### Your task
Report only the number of lines in this material that include "with".

-=-=-

PR #644, opened 2023-10-25
Update snowflake system tags with hierarchy

usefulalgorithm:
### 🤔 Why?

[SC21047](https://app.shortcut.com/metaphor-data/story/21047/)

### 🤓 What?

In `_fetch_tags`, when a database-level or schema-level tag is found, it will be included in the MCE as a part of a `Hierarchy`, which has a `HierarchyLogicalID` that starts with `DataPlatform.SNOWFLAKE.value`.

-=-=-

### Output of the exercise
2